# [WORK ITEM]
Give back only the lines in the records below from the one with "PR #862, opened 2020-01-24" to the one with "Added a test for this.", both inclusive, word for word.

Start of DATA EXCERPTS

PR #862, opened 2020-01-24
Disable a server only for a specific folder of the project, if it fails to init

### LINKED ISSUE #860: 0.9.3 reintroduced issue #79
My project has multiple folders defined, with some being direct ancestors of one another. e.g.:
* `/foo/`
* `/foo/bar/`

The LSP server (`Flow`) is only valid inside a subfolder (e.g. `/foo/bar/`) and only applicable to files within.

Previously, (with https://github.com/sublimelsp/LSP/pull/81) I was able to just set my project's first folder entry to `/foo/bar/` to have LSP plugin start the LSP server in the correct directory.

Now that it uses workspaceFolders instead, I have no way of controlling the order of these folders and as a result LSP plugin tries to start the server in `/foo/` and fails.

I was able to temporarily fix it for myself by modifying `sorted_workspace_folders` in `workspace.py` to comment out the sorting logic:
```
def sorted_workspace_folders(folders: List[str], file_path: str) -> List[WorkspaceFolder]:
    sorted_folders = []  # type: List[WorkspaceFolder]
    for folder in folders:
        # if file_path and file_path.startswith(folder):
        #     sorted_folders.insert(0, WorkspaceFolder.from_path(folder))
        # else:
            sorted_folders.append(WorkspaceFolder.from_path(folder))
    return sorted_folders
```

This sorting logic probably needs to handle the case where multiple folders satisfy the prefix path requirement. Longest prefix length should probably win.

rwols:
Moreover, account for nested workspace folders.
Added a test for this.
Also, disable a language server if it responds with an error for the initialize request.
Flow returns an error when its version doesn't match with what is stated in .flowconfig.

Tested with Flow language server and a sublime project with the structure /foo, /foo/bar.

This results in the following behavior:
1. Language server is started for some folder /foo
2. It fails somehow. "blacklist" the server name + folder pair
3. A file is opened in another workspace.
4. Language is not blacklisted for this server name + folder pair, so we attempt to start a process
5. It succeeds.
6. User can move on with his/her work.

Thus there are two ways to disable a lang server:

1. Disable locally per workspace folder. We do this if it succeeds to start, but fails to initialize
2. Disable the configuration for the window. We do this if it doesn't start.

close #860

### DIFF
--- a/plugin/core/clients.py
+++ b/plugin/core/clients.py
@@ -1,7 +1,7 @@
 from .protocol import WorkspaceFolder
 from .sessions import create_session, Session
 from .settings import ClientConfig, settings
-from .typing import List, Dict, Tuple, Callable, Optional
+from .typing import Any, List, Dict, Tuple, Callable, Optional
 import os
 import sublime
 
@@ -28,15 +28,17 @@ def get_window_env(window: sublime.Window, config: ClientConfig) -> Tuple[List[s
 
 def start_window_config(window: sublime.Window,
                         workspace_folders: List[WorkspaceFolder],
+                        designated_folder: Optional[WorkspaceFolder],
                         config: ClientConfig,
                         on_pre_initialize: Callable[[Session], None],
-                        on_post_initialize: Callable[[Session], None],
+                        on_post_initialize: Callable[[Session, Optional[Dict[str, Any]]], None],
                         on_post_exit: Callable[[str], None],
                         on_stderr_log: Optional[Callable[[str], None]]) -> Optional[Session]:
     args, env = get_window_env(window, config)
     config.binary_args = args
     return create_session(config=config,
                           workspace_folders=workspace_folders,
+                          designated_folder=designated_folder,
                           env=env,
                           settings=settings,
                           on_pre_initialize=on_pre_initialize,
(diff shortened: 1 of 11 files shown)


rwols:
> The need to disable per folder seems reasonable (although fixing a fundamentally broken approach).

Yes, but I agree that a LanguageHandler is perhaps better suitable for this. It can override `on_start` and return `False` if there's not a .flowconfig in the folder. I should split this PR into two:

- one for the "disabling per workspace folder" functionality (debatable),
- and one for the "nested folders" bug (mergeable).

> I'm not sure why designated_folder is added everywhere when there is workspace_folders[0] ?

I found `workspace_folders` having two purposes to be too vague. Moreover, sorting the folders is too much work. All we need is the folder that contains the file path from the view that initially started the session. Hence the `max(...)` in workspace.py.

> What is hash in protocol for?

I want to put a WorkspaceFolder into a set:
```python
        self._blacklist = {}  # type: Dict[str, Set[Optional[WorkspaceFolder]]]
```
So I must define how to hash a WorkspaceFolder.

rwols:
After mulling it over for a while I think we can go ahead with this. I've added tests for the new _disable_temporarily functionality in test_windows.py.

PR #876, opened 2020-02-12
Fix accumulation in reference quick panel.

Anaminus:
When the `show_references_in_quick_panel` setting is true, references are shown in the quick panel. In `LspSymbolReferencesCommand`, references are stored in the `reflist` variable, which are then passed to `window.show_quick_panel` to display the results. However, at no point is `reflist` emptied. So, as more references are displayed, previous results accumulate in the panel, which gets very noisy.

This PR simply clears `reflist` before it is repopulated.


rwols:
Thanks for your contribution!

End of DATA EXCERPTS
Start of DATA EXCERPTS

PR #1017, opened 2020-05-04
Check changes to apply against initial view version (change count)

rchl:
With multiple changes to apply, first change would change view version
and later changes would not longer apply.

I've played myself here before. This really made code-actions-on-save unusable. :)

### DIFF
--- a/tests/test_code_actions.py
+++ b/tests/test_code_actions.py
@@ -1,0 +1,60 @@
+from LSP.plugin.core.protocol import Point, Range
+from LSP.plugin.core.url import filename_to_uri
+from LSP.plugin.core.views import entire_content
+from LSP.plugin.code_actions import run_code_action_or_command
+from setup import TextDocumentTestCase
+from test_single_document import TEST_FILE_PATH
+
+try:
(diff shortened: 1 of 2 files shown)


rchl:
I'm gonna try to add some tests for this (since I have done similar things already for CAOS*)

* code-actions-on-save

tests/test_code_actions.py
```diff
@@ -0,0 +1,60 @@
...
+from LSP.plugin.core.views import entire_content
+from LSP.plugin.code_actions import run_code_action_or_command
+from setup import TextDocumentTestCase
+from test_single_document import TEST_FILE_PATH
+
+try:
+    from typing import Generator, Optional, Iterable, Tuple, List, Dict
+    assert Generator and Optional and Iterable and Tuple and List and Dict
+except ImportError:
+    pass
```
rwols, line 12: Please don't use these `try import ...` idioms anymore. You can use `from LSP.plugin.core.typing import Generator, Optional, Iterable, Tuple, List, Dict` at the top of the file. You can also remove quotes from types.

End of DATA EXCERPTS

# [SOLUTION TO THIS PROBLEM]
PR #862, opened 2020-01-24
Disable a server only for a specific folder of the project, if it fails to init

### LINKED ISSUE #860: 0.9.3 reintroduced issue #79
My project has multiple folders defined, with some being direct ancestors of one another. e.g.:
* `/foo/`
* `/foo/bar/`

The LSP server (`Flow`) is only valid inside a subfolder (e.g. `/foo/bar/`) and only applicable to files within.

Previously, (with https://github.com/sublimelsp/LSP/pull/81) I was able to just set my project's first folder entry to `/foo/bar/` to have LSP plugin start the LSP server in the correct directory.

Now that it uses workspaceFolders instead, I have no way of controlling the order of these folders and as a result LSP plugin tries to start the server in `/foo/` and fails.

I was able to temporarily fix it for myself by modifying `sorted_workspace_folders` in `workspace.py` to comment out the sorting logic:
```
def sorted_workspace_folders(folders: List[str], file_path: str) -> List[WorkspaceFolder]:
    sorted_folders = []  # type: List[WorkspaceFolder]
    for folder in folders:
        # if file_path and file_path.startswith(folder):
        #     sorted_folders.insert(0, WorkspaceFolder.from_path(folder))
        # else:
            sorted_folders.append(WorkspaceFolder.from_path(folder))
    return sorted_folders
```

This sorting logic probably needs to handle the case where multiple folders satisfy the prefix path requirement. Longest prefix length should probably win.

rwols:
Moreover, account for nested workspace folders.
Added a test for this.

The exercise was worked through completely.